Data extracted from a collection
================

PR #506, opened 2017-07-21
Improve usability of run_tests.R

fritzo:
1. Add a --stop option to stop tests after the first failure.
2. Support CTRL+C interrupt via `sys::exec_wait` if the `sys` package is installed.


paciorek:
LGTM presuming Travis errors are resolved.

PR #510, opened 2017-07-24
Revert breaking change to test-mcmc.R

fritzo:


fritzo:
@paciorek This reverts the small breaking change you had made to test-mcmc.R in 46a92fc1b0f7

paciorek:
Ok, so I just ran the jaw-linear stanza in test-mcmc.R where the stanza _did_ include the "breaking" changes I had made, and the test completed without error (I'm guessing/hoping that is what I had done before and therefore why I did not expect a travis problem). 

Any of the Travis experts out there have any suggestion as to why the test is fine on my Linux box but Travis is unhappy?

Issue #517, opened 2017-07-26
warning because of "long long" on Ubuntu


paciorek:
We're getting this warning under Rhub on Ubuntu.
```
  ../inst/include/Eigen/src/Core/arch/CUDA/Half.h:122:46: warning: ISO C++ 1998 does not support ‘long long’ [-Wlong-long]
```
See
https://builder.r-hub.io/status/original/nimble_0.6-6.tar.gz-3f66989dbba748058f2b6fe95b2fa349

perrydv:
It is just a warning.  The configure output above the warnings contains:

"checking whether the C++ compiler supports the long long type... yes"

Not sure if that is ok for CRAN or not.

PR #518, opened 2017-07-27
Substitute u?int64_t for (unsigned)?long long in Eigen files

fritzo:
Fixes: #517 

**Status:** DO NOT MERGE - for testing only

Disclaimer: I have no idea what I'm doing.


fritzo:
@paciorek Can we test this attempted fix on R-hub?

paciorek:
Yes, I will do so. And, thanks.

paciorek:
@fritzo That seems to have silenced the long long errors and I don't see based on rhub that there were any additional bad consequences.

PR #520, opened 2017-07-27
revert -g avoidance

paciorek:
I will merge this.


fritzo:
@paciorek FYI in case you hadn't seen it, there is a `git revert` command that sometimes works. In this case we may have been able to simply
```sh
git checkout devel
git checkout -b revert-g-flag
git revert 7f3553fa
```

PR #526, opened 2017-08-02
Fix nim eigen

### LINKED ISSUE #523: Disagreement between R's eigen() and nimEigen() ?
There appears to be disagreement between the numerical results of R's eigen(), and our nimEigen().

Is this a problem?

Reproducible example:

```
M <- 1:4
M1 <- diag(M^-0.5)
M2 <- diag(M^ 0.5)

Cmatrix <- t(array(c(0,1,0,0,  .5,0,.5,0,  0,.5,0,.5,   0,0,1,0), c(4,4)))

x <- M1 %*% Cmatrix %*% M2

eigen(x)

library(nimble)
nimEigen(x)
```

NLMichaud:
Fixes #523 by providing correct eigendecompositions for non-symmetric matrices, as long as those decompositions contain no complex numbers.  Decompositions with complex numbers will have those numbers set to `NaN`.   Additionally adds a `symmetric` argument (default `FALSE`) to `nimEigen` that is used to signify the matrix being decomposed is guaranteed to be symmetric.  

Matching between R's eigen and NIMBLE's eigen for non-symmetric matrices should now happen, with the possible exception of eigendecompositions of non-symmetric matrices which have multiple eigenvalues with the same absolute value.  It is possible that the ordering of these same valued eigenvalues, and their corresponding eigenvectors, could be permuted between R and NIMBLE.


danielturek:
Sounds perfect @NLMichaud.  Thanks for the quick attention.

Offhand, I can't think of any logical way to prevent the re-ordering of eigenvectors (corresponding to duplicated eigenvalues), either.  I guess go with this for now, and cross that bridge if it ever becomes an issue.

danielturek:
@perrydv @NLMichaud What are the chances of this PR #526 getting reviewed and merged before the weekend?

NLMichaud:
@danielturek @perrydv  I believe this is ready to merge, but if anyone wants to check out the revised c++ code for the `EIGEN_EIGEN_INTERNAL` function [here](https://github.com/nimble-dev/nimble/blob/ddacbd1130dc78c0a540df229ac16fbeae6235d9/packages/nimble/inst/include/nimble/EigenTypedefs.h), specifically the logic for sorting the eigenvectors by absolute value in the non-symmetric case to make sure there are no bugs there, that would be great!  Otherwise, this can be merged at will, so anyone should feel free to do so!

packages/nimble/inst/include/nimble/EigenTypedefs.h
```diff
@@ -85,22 +85,69 @@ nimSmartPtr<EIGEN_SVDCLASS_R>   EIGEN_SVD_R(const Eigen::MatrixBase<Derived> &x,
...
 	}
     Eigen::DecompositionOptions eigOpts = valuesOnly ? EigenvaluesOnly : ComputeEigenvectors;
-	SelfAdjointEigenSolver<MatrixXd> solver(x, eigOpts); // The MatrixXd here doesn't seem generic, but I couldn't get it to work otherwise and it would be odd to do an Eigen decomposition on anything else. -Perry
-	Eig_eigVals = solver.eigenvalues().reverse();
-	if(!valuesOnly){
-	  returnClass->getVectors().initialize(0, 0, x.rows(), x.cols());
-	  Map<MatrixXd> Eig_eigVecs(returnClass->getVectors().getPtr(),x.rows(),x.cols());
-	  Eig_eigVecs = solver.eigenvectors().rowwise().reverse();	
+	if(!symmetric){
+		symmetric = true;
```
fritzo: nit: The symmetry check would cleaner as a helper function. E.g. you could `return false` rather than using two break statements. It would improve readability of `EIGEN_EIGEN_INTERNAL()`.

packages/nimble/inst/include/nimble/EigenTypedefs.h
```diff
@@ -85,22 +85,69 @@ nimSmartPtr<EIGEN_SVDCLASS_R>   EIGEN_SVD_R(const Eigen::MatrixBase<Derived> &x,
...
-	//	return(returnClass);
+	else{ 
+		EigenSolver<MatrixXd> solver2(x, eigOpts); 
+		vector<pair<double,int> > sortIndices;
+		for(int i = 0; i<x.rows(); i++){
+			sortIndices.push_back(make_pair(abs(solver2.eigenvalues().real()(i)),i));
+		}
+		sort(sortIndices.begin(),sortIndices.end());
+		for(int i = 0; i < x.rows() ; ++i){
+			if(solver2.eigenvalues().imag()(sortIndices[x.rows() - (i+1)].second) != 0){
```
fritzo: nit: Extract repeated subexpression
```c++
const int j = sortIndices[x.rows() - (i+1)].second;  // Is j the right variable name?
```

packages/nimble/inst/include/nimble/EigenTypedefs.h
```diff
@@ -85,22 +85,69 @@ nimSmartPtr<EIGEN_SVDCLASS_R>   EIGEN_SVD_R(const Eigen::MatrixBase<Derived> &x,
...
+			}
+			else{
+				Eig_eigVals(i) = solver2.eigenvalues().real()(sortIndices[x.rows() - (i+1)].second);
+			}
+		}
+		if(!valuesOnly){
+			Map<MatrixXd> Eig_eigVecs(returnClass->getVectors().getPtr(),x.rows(),x.cols());
+			MatrixXd sorted_eigVecs(x.rows(), x.rows());
+			for(int i = 0; i<x.rows(); i++){
+				sorted_eigVecs.col(i) = solver2.eigenvectors().real().col(sortIndices[x.rows() - (i+1)].second);
```
fritzo: ditto: extract repeated subexpression

UserManual/chapter_DataStructures.Rnw
```diff
@@ -333,7 +333,7 @@ eigenListFunctionGenerator <- nimbleFunction(
   },
   run = function(){
     ## we will take the eigendecomposition and svd of a symmetric matrix
-    eigenAndSvdList$demoEigenList <<- eigen(demoMatrix, only.values = TRUE)
+    eigenAndSvdList$demoEigenList <<- eigen(demoMatrix, symmetric = TRUE, only.values = TRUE)
```
fritzo: Consider moving `symmetric` to the third argument. It is generally safer to add parameters to the end of a parameter list, so as not to break existing user code with positional arguments like `eigen(X, FALSE)`.

packages/nimble/R/distributions_implementations.R
```diff
@@ -148,14 +152,14 @@ nimDerivs <- function(nimFxn = NA, order = nimC(0,1,2)){
...
 #'    },
 #'    run = function(){
-#'      eigenvalues <- eigen(demoMatrix)$values
+#'      eigenvalues <- eigen(demoMatrix, symmetric = TRUE)$values
 #'      returnType(double(1))
 #'      return(eigenvalues)
 #'  })
 #' 
-nimEigen <- function(x, only.values = FALSE) {
+nimEigen <- function(x, symmetric = FALSE, only.values = FALSE) {
```
fritzo: ditto: Consider moving `symmetric` to the third position

packages/nimble/R/distributions_implementations.R
```diff
@@ -148,14 +152,14 @@ nimDerivs <- function(nimFxn = NA, order = nimC(0,1,2)){
...
   ## placeholder list with correct names of elements, will be populated in C++
-  .Call(C_nimEigen, x, as.logical(only.values), eigenNimbleList$new())
+  .Call(C_nimEigen, x, as.logical(symmetric), as.logical(only.values), eigenNimbleList$new())
```
fritzo: Note that this ordering is not as important, since it is an internal function.

packages/nimble/R/nimbleFunction_keywordProcessing.R
```diff
@@ -776,7 +776,7 @@ matchFunctions[['double']] <- function(nDim, dim, default, ...){}
 matchFunctions[['int']] <- function(nDim, dim, default, ...){}
 matchFunctions[['nimOptim']] <- nimOptim
 matchFunctions[['nimOptimDefaultControl']] <- nimOptimDefaultControl
-matchFunctions[['nimEigen']] <- function(squareMat, only.values = FALSE){}
+matchFunctions[['nimEigen']] <- function(squareMat, symmetric = FALSE, only.values = FALSE){}
```
fritzo: ditto: Consider moving `symmetric` to third argument.

packages/nimble/inst/tests/test-nimbleList.R
```diff
@@ -1296,13 +1306,68 @@ expect_equal(RnimbleList$v, CnimbleList$v)
 expect_equal(testInst$testList27$testSvd$d, CtestInst$testList27$testSvd$d)
 expect_equal(testInst$testList27$testSvd$u, CtestInst$testList27$testSvd$u)
 expect_equal(testInst$testList27$testSvd$v, CtestInst$testList27$testSvd$v)
+test_that("return object (from c++) is nimbleList.",
```
fritzo: nit: (and beyond scope of this PR) It is safer to wrap the entire test in a `test_that`, e.g.
```r
test_that('nimbleList Test 27', {
  nlTetsFunc <- nimbleFunction(
    ...
  )
  testInst <- ...
  ...
  expect_equal(diag(1), ...)
  ...
  expect_identical(is.nl(CnimbleList), TRUE, info = 'Return object (from c++) is nimbleList')
})
```
This pattern has the following advantages:
- avoids copy-and-paste errors
- avoids polluting global environment
- is compatible with both `Rscript test-nimbleList.R` and `test_package('nimble', 'nimbleList')`. (The current pattern will stop at the first error in the `Rscript ...` version, and will ignore some failed expectations).
- Correctly attributes errors in setup (e.g. if nlTestFunc27 errors, it will be reported correctly).

packages/nimble/inst/include/nimble/EigenTypedefs.h
```diff
@@ -85,22 +85,69 @@ nimSmartPtr<EIGEN_SVDCLASS_R>   EIGEN_SVD_R(const Eigen::MatrixBase<Derived> &x,
...
+		}
 	}
-	//	return(returnClass);
+	else{ 
+		EigenSolver<MatrixXd> solver2(x, eigOpts); 
+		vector<pair<double,int> > sortIndices;
+		for(int i = 0; i<x.rows(); i++){
+			sortIndices.push_back(make_pair(abs(solver2.eigenvalues().real()(i)),i));
+		}
+		sort(sortIndices.begin(),sortIndices.end());
```
fritzo: nit: The logic below would be a little simpler if you reverse-sorted; then you could use `i` instead of `x.rows() - (i+1)`. The easiest way to reverse-sort is to negate the sorting index, as in `make_pair(-abs(...), i)` above. Alternatively, you can define your own sorting operator; this is verbose in our C++03, but would be cleaner once we switch to C++11.

fritzo:
:+1: Sorting logic looks correct, but could be simplified as described in comments.

packages/nimble/inst/include/nimble/EigenTypedefs.h
fritzo: Another simple way to reverse sort is to use [`std::reverse`](http://en.cppreference.com/w/cpp/algorithm/reverse) after sorting:
```c++
std::sort(sortIndices.begin(), sortIndices.end());
std::reverse(sortIndices.begin(), sortedIndices.end());
```

danielturek:
@fritzo @NLMichaud Is this ready to merge?

If so, then per Fritz's guidelines on "ownership of PRs", it's up to @NLMichaud to merge this in.

NLMichaud:
Thanks a lot for the code review @fritzo.  I've made most of the suggested changes - one question though. In terms of the ordering of the `symmetric` argument:  I chose to insert `symmetric` in between the matrix argument `x` and the `only.symmetric` argument to mirror the ordering of arguments in R's `eigen` function.  However, I realize this has the potential to break someone's code (or at least make it less efficient) if they currently have something like `eigen(x, FALSE)`.  I'm guessing we want to keep our argument ordering aligned with R's, so inserting the new argument may be the lesser of two evils.

@danielturek Sorry for the delayed response!  I'm traveling currently, and would have no problem with someone else merging this. Otherwise, I'll let testing run and should have time to merge sometime later tonight.  Thanks again!

danielturek:
No problem @NLMichaud.  Definitely smart to let the testing finish.  I'll watch for the merge (hopefully) later today.  Thanks!

fritzo:
@NLMichaud Your ordering decision sounds good to me!

packages/nimble/inst/include/nimble/EigenTypedefs.h
```diff
@@ -85,22 +85,72 @@ nimSmartPtr<EIGEN_SVDCLASS_R>   EIGEN_SVD_R(const Eigen::MatrixBase<Derived> &x,
 }
 
 template<class Derived>
-void EIGEN_EIGEN_INTERNAL(const Eigen::MatrixBase<Derived> &x, bool valuesOnly, EIGEN_EIGENCLASS_R *returnClass) {
-  // nimSmartPtr<EIGEN_EIGENCLASS> returnClass = new EIGEN_EIGENCLASS;
-  returnClass->getValues().initialize(0, 0, x.rows());
+bool EIGEN_CHECKSYMMETRY(const Eigen::MatrixBase<Derived> &x) {
```
fritzo: nit: In C++ a common convention is to reserve ALL_CAPS_SNAKE_CASE identifiers for macros. I would recommend renaming to something like `is_symmetric`.

packages/nimble/inst/include/nimble/EigenTypedefs.h
```diff
@@ -85,22 +85,72 @@ nimSmartPtr<EIGEN_SVDCLASS_R>   EIGEN_SVD_R(const Eigen::MatrixBase<Derived> &x,
...
+	for(int i = 0; i<x.rows(); i++){
+		for(int j = i + 1; j<x.rows(); j++){
+			if(x(i,j) != x(j,i)){
+				return(false);
```
fritzo: nit: In C++, return is a keyword rather than a function, so `return false;` is more idiomatic.

danielturek:
Great, thanks @NLMichaud !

================

[YOUR ASSIGNMENT] Every line of the records above that contains the word "checkout" should be counted, and only the total given.

[SOLUTION TO THIS TASK] 2